Amanda Knox headed home to the US a free woman yesterday, the morning after an Italian appeals court dramatically overturned her conviction of sexually assaulting and brutally slaying her British roommate.
The Italy-US Foundation, which has championed Knox’s cause, said she departed shortly after noon from Rome’s Leonardo da Vinci airport on the way to London, from where she will catch a connecting flight to the US.
The 24-year-old Knox, who is returning to Seattle, arrived at the airport in a Mercedes with darkened windows and waited for boarding inside a private waiting area, out of public view.
Photo: AFP
Back in Perugia, the family of slain British student Meredith Kercher remained stunned by the verdict and they were searching for answers.
“It was a bit of a shock,” said Stephanie Kercher, the victim’s older sister. “It’s very upsetting ... We still have no answers.”
Brother Lyle Kercher said the family was still trying to understand how a decision that “was so certain two years ago has been so dramatically overturned.”
He said the family had been left to wonder who is guilty in his 21-year-old sister’s death after the release of Knox and her one-time boyfriend, Raffaele Sollecito, on appeal. A third man, Rudy Hermann Guede, has been convicted in the brutal slaying, but his trial concluded he did not act alone. Guede is serving a 16-year sentence.
“If the two released yesterday were not the guilty parties, we are obviously left to wonder who is the other guilty person or people. We are left back at square one,” Lyle Kercher said.
Prosecutor Giuliano Mignini expressed disbelief at the verdict and vowed an appeal to Italy’s highest criminal court.

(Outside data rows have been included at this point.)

PR #9597, opened 2021-01-28
storage, gc_worker: Update max_ts when invoking scan_lock and register_lock_observer (#9558)

### LINKED ISSUE #9526: incompatibility between gc and async commit

ti-srebot:
cherry-pick #9558 to release-5.0-rc
```bash
# In tikv repo:
git pr https://github.com/tikv/tikv/pull/9597
```

```bash
git push git@github.com:ti-srebot/tikv.git pr/9597:release-5.0-rc-579f5a4943a3
```

---

Issue Number: close #9526 

Problem Summary: In some very-rare corner cases, if prewrite requests of async commit transactions arrives  so late that when it arrives, GC safepoint already exceeds its start_ts, it's possible that GC breaks the transaction's atomicity.

What's Changed:

This PR mades a few changes to fix the issue.

* Move `scan_lock` out of scheduler, and uses similar handling logic as other kv read requests like `get`, `batch_get`, `scan`, etc.
  * Including updating `max_ts` of concurrency manager and checking memory locks. This fixes the issue for non green gc.
* Add an optional `end_key` parameter for `scan_lock`.
* Update `max_ts` of concurrency manager and check memory locks when `register_lock_observer` is invoked. This fixes the issue for green gc.

### Related changes

- Though this PR fixes #9526 , but for non green gc, the scan_lock phase may not be very efficient since each scan_lock request will cause scanning memory lock from that region until the very end. Therefore we need an additional PR to TiDB to fill the `end_key` parameter of scan_lock reuqest.

### Check List 

Tests 

- Unit test

Side effects

- Performance regression
    - Consumes more CPU

### Release note 

* Fix an issue that in some very rare cases, GC may break the atomicity of async commit transactions.


BusyJay:
5.0-rc is not maintained anymore.

PR #9600, opened 2021-01-28
raftstore: Move engine_rocks to dev-dependencies

brson:

Part of engine abstraction https://github.com/tikv/tikv/issues/6402

Problem Summary:

This moves engine_rocks to a dev-dependency of raftstore, where only two test modules depend on it. It will no longer be possible to write code in raftstore that depends on rocksdb directly.

What's Changed:

### Check List 

Tests 

### Release note 

- No release note


Connor1996 (approved):
LGTM

PR #12392, opened 2022-04-20
*: fix multiple unit test errors in local environments

### LINKED ISSUE #12390: Improve local test running experience
These are some problems I meet at my place when running tests locally. I intend to solve them for myself and hopefully other people who meet the same problems.

1. `server::service::diagnostics::sys::tests::test_load_info` cannot pass on new Linux kernels (4.19+). The OS may provide more IO load info than the assertion expects:
```
thread 'server::service::diagnostics::sys::tests::test_load_info' panicked at 'assertion failed: `(left == right)`
  left: `["read_io/s", "read_merges/s", "read_sectors/s", "read_ticks/s", "write_io/s", "write_merges/s", "write_sectors/s", "write_ticks/s", "in_flight/s", "io_ticks/s", "time_in_queue/s", "discard_io/s", "discard_merged/s", "discard_sectors/s", "discard_ticks/s"]`,
 right: `["read_io/s", "read_merges/s", "read_sectors/s", "read_ticks/s", "write_io/s", "write_merges/s", "write_sectors/s", "write_ticks/s", "in_flight/s", "io_ticks/s", "time_in_queue/s"]`', src/server/service/diagnostics/sys.rs:633:13
```

2. We need to specify the `testexport` feature explicitly in order to compile tests of TiKV, otherwise `Api::CLIENT_TAG` cannot be found:
```
error[E0599]: no associated item named `CLIENT_TAG` found for type parameter `Api` in the current scope
    --> src/storage/mod.rs:4476:31
     |
4476 |             api_version: Api::CLIENT_TAG,
     |                               ^^^^^^^^^^ associated item not found in `Api`
```
Because of this, VSCode users may fail to use the inline "Run Test" feature.

3. `plugin_registry` tests assumes the build directory is `./target/{debug, release}/deps`. It's possible that the working directory is not the cargo root, or the user changes the default target directory path.

sticnarf:

Issue Number: Close #12390

What's Changed:

```commit-message
1. Relax the IO load info assertion from "assert_eq" to assert "starts with".
So the test won't fail on Linux 4.19+ because of the extra fields.

2. Enable the `testexport` feature of `api_version` in the `dev-dependencies`
of `tikv`. Then, it is not necessary to specify the `testexport` feature manually
to compile tikv tests.

3.  For `plugin_registry` tests, search the dynamic library under the same
directory with the test binary. This avoids failures when people are running the
tests not under the cargo root or the default target directory path is changed. 
```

“Let’s wait and we will see who was right. The first court or the appeal court,” Mignini said. “This trial was done under unacceptable media pressure. The decision was almost already announced. This is not normal.”

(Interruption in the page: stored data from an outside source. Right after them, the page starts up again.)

Issue #12394, opened 2022-04-20
Make naming follow rust convention


BusyJay:
## Development Task

There are a lot of places that name types not following rust convention. For example, `APIVersion`, `SSTImporter`, `DBVector`, etc.

Changing all of them can be a big changes. And some of them come from other crates. We may only fix the one defined in our codebase first. And all things related to rust-rocksdb should wait tirocks ready.

PR #12395, opened 2022-04-20
*: make several type names rusty

BusyJay:
Issue Number: Ref #12394

What's Changed:

```commit-message
Following types are renamed:
`APIVersion` -> `KvFormat`,
`SSTXxxx` -> `SstXxxx`,
`TTLXxxx` -> `TtlXxxx`,
`KVXxx` -> `KvXxxx`,
struct `Storage` -> `StorageHandler`,
trait `Engine` -> `Storage`.
```

### Check List 

Tests 

- Unit test
- Integration test

### Release note 

```release-note
None
```


components/sst_importer/src/errors.rs
```diff
@@ -26,7 +26,7 @@ pub fn error_inc(type_: &str, err: &Error) {
         Error::ParseIntError(..) => "parse_int",
         Error::FileExists(..) => "file_exists",
         Error::FileCorrupted(..) => "file_corrupt",
-        Error::InvalidSSTPath(..) => "invalid_sst",
+        Error::InvalidSstPath(..) => "invalid_sst",
```
BusyJay, line 29: /cc @5kbpers Will it change the error code?

components/api_version/src/lib.rs
```diff
@@ -71,28 +71,47 @@ pub trait APIVersion: Clone + Copy + 'static + Send + Sync {
...
+pub struct ApiV1;
 #[derive(Default, Clone, Copy)]
-pub struct APIV1TTL;
+pub struct ApiV1Ttl;
 #[derive(Default, Clone, Copy)]
-pub struct APIV2;
+pub struct ApiV2;
+
+#[macro_export]
+macro_rules! check_kv_format {
```
pingyu, line 81: Suggest naming as something like `test_kv_format_impl`, means "test KvFormat implementations". `check_kv_format` would be confused with [`check_api_version`](https://github.com/tikv/tikv/blob/8b509a7415e137b3719b1a947d11dfbf20e3bbb5/src/storage/mod.rs#L409).

Rest LGTM~

Connor1996 (commented):
BTW, Would you like to rename `trait Engine` to something else? maybe `KvStorage`

components/sst_importer/src/errors.rs
5kbpers: https://github.com/tikv/tikv/blob/8b509a7415e137b3719b1a947d11dfbf20e3bbb5/components/error_code/src/sst_importer.rs#L14 Need to modify here and run `make error-code`

BusyJay:
> BTW, Would you like to rename `trait Engine` to something else? maybe `KvStorage`

There will be `Storage` from transaction layer, `KvStorage` from tikv_kv component, `KvEngine` from engine trait. I'm not sure if it's a good name.

@pingyu @cfzjywxk do you have suggestions?

Connor1996:
> > BTW, Would you like to rename `trait Engine` to something else? maybe `KvStorage`
> 
> There will be `Storage` from transaction layer, `KvStorage` from tikv_kv component, `KvEngine` from engine trait. I'm not sure if it's a good name.
> 
> @pingyu @cfzjywxk do you have suggestions?

`Storage` is not on transaction layer, it provides both `raw_get` and `txn_get`. I agree `KvStorage` is not a good enough name,  but have no better idea.

pingyu:
>

pingyu:
> > BTW, Would you like to rename `trait Engine` to something else? maybe `KvStorage`
> 
> There will be `Storage` from transaction layer, `KvStorage` from tikv_kv component, `KvEngine` from engine trait. I'm not sure if it's a good name.
> 
> @pingyu @cfzjywxk do you have suggestions?

How about "StorageEngine" ?
Then the dependent relationship would be `Storage` -> `StorageEngine` -> `KvEngine`.

(p.s. I'm sorry that I click the wrong button... )

Connor1996:
> > > BTW, Would you like to rename `trait Engine` to something else? maybe `KvStorage`
> > 
> > 
> > There will be `Storage` from transaction layer, `KvStorage` from tikv_kv component, `KvEngine` from engine trait. I'm not sure if it's a good name.
> > @pingyu @cfzjywxk do you have suggestions?
> 
> `Storage` is not on transaction layer, it provides both `raw_get` and `txn_get`. I agree `KvStorage` is not a good enough name, but have no better idea.

@BusyJay Another option is,  the `trait Engine` should be renamed to `trait Storage`, considering in grafana we already think `async_write` and `async_snapshot` are on the layer of `Storage`.

And rename `struct Storage` to something else, maybe `TiKVHandler`?

cfzjywxk:
> > > > BTW, Would you like to rename `trait Engine` to something else? maybe `KvStorage`
> > > 
> > > 
> > > There will be `Storage` from transaction layer, `KvStorage` from tikv_kv component, `KvEngine` from engine trait. I'm not sure if it's a good name.
> > > @pingyu @cfzjywxk do you have suggestions?
> > 
> > 
> > `Storage` is not on transaction layer, it provides both `raw_get` and `txn_get`. I agree `KvStorage` is not a good enough name, but have no better idea.
> 
> @BusyJay Another option is, the `trait Engine` should be renamed to `trait Storage`, considering in grafana we already think `async_write` and `async_snapshot` are on the layer of `Storage`.
> 
> And rename `struct Storage` to something else, maybe `TiKVHandler`?

This seems to be good. The current `struct storage` is the command handling entry, in MySQL, this module is named `handlerton`(https://dev.mysql.com/doc/internals/en/custom-engine.html and https://dev.mysql.com/doc/internals/en/api-reference.html).

The `storage` could mean the generalized storage which contains transaction and raw kv related modules, or it could mean the actual standalone storage engine. It should be used with caution to avoid misunderstanding.

BusyJay:
OK, then `Storage` is renamed to `StorageHandler` and trait `Engine` is renamed to `Stroage`. What do you think? @Connor1996 @pingyu @cfzjywxk

pingyu:
> OK, then `Storage` is renamed to `StorageHandler` and trait `Engine` is renamed to `Stroage`. What do you think? @Connor1996 @pingyu @cfzjywxk

LGTM~

cfzjywxk:
> OK, then `Storage` is renamed to `StorageHandler` and trait `Engine` is renamed to `Stroage`. What do you think? @Connor1996 @pingyu @cfzjywxk

LGTM

Connor1996:
> OK, then `Storage` is renamed to `StorageHandler` and trait `Engine` is renamed to `Stroage`. What do you think? @Connor1996 @pingyu @cfzjywxk

LGTM

components/tikv_kv/src/btree_engine.rs
```diff
@@ -69,7 +70,7 @@ impl Default for BTreeEngine {
     }
 }
 
-impl Engine for BTreeEngine {
+impl Storage for BTreeEngine {
```
Connor1996, line 73: rename these `XXEngine` to `XXStorage`

components/tikv_kv/src/lib.rs
```diff
@@ -1,8 +1,8 @@
 // Copyright 2021 TiKV Project Authors. Licensed under Apache-2.0.
 
-//! There are multiple [`Engine`](kv::Engine) implementations, [`RaftKv`](crate::server::raftkv::RaftKv)
-//! is used by the [`Server`](crate::server::Server). The [`BTreeEngine`](kv::BTreeEngine) and
-//! [`RocksEngine`](RocksEngine) are used for testing only.
+//! There are multiple [`Storage`](kv::Storage) implementations, [`RaftKv`](crate::server::raftkv::RaftKv)
```
Connor1996, line 3: let's rename `RaftKv` to `RaftKvStorage` ?

components/tikv_kv/src/lib.rs
```diff
@@ -262,7 +262,7 @@ pub struct SnapContext<'a> {
 }
 
 /// Engine defines the common behaviour for a storage engine type.
-pub trait Engine: Send + Clone + 'static {
+pub trait Storage: Send + Clone + 'static {
     type Snap: Snapshot;
     type Local: LocalEngine;
```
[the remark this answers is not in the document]
BusyJay: I don't think it's appropriate. `Storage` itself can be distributed, and `Local` means the very engine that is used in the single node.

components/tikv_kv/src/lib.rs
Connor1996: And maybe rename the component from `tikv_kv` to `storage`, and rename `src/storage/kv` to `src/storage_handler/storage` ?

components/server/src/server.rs
```diff
@@ -197,7 +197,7 @@ struct TiKVServer<ER: RaftEngine> {
     quota_limiter: Arc<QuotaLimiter>,
 }
 
-struct TiKVEngines<EK: KvEngine, ER: RaftEngine> {
+struct TiKvEngines<EK: KvEngine, ER: RaftEngine> {
     engines: Engines<EK, ER>,
     store_meta: Arc<Mutex<StoreMeta>>,
     engine: RaftKv<EK, ServerRaftStoreRouter<EK, ER>>,
```
Connor1996, line 203:
```suggestion
    storage: RaftKvStorage<EK, ServerRaftStoreRouter<EK, ER>>,
```

components/tikv_kv/src/lib.rs
```diff
@@ -264,7 +262,7 @@ pub struct SnapContext<'a> {
 /// Engine defines the common behaviour for a storage engine type.
 pub trait Storage: Send + Clone + 'static {
     type Snap: Snapshot;
-    type Local: LocalEngine;
+    type Local: KvEngine;
```
Connor1996, line 265:
```suggestion
    type Engine: KvEngine;
```

components/tikv_kv/src/lib.rs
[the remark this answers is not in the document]
Connor1996: yes, so it shouldn't use `Local`

components/tikv_kv/src/lib.rs
BusyJay: There are a lot of changes and `tikv_kv` looks OK to me.

src/storage/mod.rs
```diff
@@ -2753,10 +2752,10 @@ impl FlowStatsReporter for DummyReporter {
     fn report_write_stats(&self, _write_stats: WriteStats) {}
 }
 
-impl<E: Engine, L: LockManager, Api: APIVersion> TestStorageBuilder<E, L, Api> {
+impl<E: Storage, L: LockManager, F: KvFormat> TestStorageBuilder<E, L, F> {
```
pingyu, line 2755: Suggest renaming to `TestStorageHandlerBuilder`.

components/backup/src/endpoint.rs
```diff
@@ -611,7 +611,7 @@ impl SoftLimitKeeper {
 /// The endpoint of backup.
 ///
 /// It coordinates backup tasks and dispatches them to different workers.
-pub struct Endpoint<E: Engine, R: RegionInfoProvider + Clone + 'static> {
+pub struct Endpoint<E: Storage, R: RegionInfoProvider + Clone + 'static> {
```
Connor1996, line 614:
```suggestion
pub struct Endpoint<S: Storage, R: RegionInfoProvider + Clone + 'static> {
```
replace all `E: Storage` with `S: Storage`

components/tikv_kv/src/lib.rs
```diff
@@ -565,7 +563,7 @@ pub unsafe fn destroy_tls_engine<E: Engine>() {
 }
 
 /// Get a snapshot of `engine`.
-pub fn snapshot<E: Engine>(
+pub fn snapshot<E: Storage>(
     engine: &E,
```
Connor1996, line 567:
```suggestion
    storage: &S,
```
same for other places

BusyJay: I'm afraid this may make most cherry picks after this PR conflict with the pass.

BusyJay:
I find that renaming `Engine` to `Storage` may break a lot of things, not just codes but also docs and comments. It may also make future cherry-pick harder. I propose to just keep the existing naming in this PR.

pingyu:
> I find that renaming `Engine` to `Storage` may break a lot of things, not just codes but also docs and comments. It may also make future cherry-pick harder. I propose to just keep the existing naming in this PR.

LGTM, and very thanks for your work ~
(_I suggest to leave a comment to inform others that, don't try to rename `Engine`_ 🐶 )

BusyJay:
> LGTM, and very thanks for your work ~ (_I suggest to leave a comment to inform others that, don't try to rename `Engine`_ 🐶 )

Actually, I think it's acceptable to me to rename it. However, because I'm not the one that do heavy cherry picks for transaction and storage change, so my opinion may not be significant. To do the refactor, I think community should get involved and get a consensus instead of just a small group of us. And it should be finished in a PR that take good care of all comments and docs.

Connor1996:
> > LGTM, and very thanks for your work ~ (_I suggest to leave a comment to inform others that, don't try to rename `Engine`_ 🐶 )
> 
> Actually, I think it's acceptable to me to rename it. However, because I'm not the one that do heavy cherry picks for transaction and storage change, so my opinion may not be significant. To do the refactor, I think community should get involved and get a consensus instead of just a small group of us. And it should be finished in a PR that take good care of all comments and docs.

The doc including these terms should be only source code readings, but they all are specified to a fixed version. And I believe cherry-pick won't suffer too much from these. The following version is 6.1 LTS, it's a good opportunity to say goodbye to these burdens. If we don't take the first step, it's even harder to change it later. 

So I suggest let's merge it now without further subtle naming changes, and the rest subtle mismatch naming doesn't affect much and they will be iterated over time.

Connor1996 (approved):
LGTM

pingyu:
> > LGTM, and very thanks for your work ~ (_I suggest to leave a comment to inform others that, don't try to rename `Engine`_ 🐶 )
> 
> Actually, I think it's acceptable to me to rename it. However, because I'm not the one that do heavy cherry picks for transaction and storage change, so my opinion may not be significant. To do the refactor, I think community should get involved and get a consensus instead of just a small group of us. And it should be finished in a PR that take good care of all comments and docs.

I agree. It would be better to have a more widespread discussion, if the change will affect most people of the community.

BusyJay:
@Connor1996 I reverted the `Engine` change. If you still think it's necessary, I suggest you to send a proposal to internals.tidb.io and see the feed back first.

If the highest court overturns the acquittal, prosecutors would be free to request Knox’s extradition to Italy to finish whatever remained of her sentence. It would be up to the Italian government to decide whether it makes such a request.
Knox and Sollecito were convicted in 2009 of sexually assaulting and murdering Kercher, a 21-year-old British student who shared an apartment with Knox in Perugia. Knox was sentenced to 26 years, Sollecito to 25.
However, the prosecution’s case was blown apart by a court-ordered DNA review that discredited crucial genetic evidence.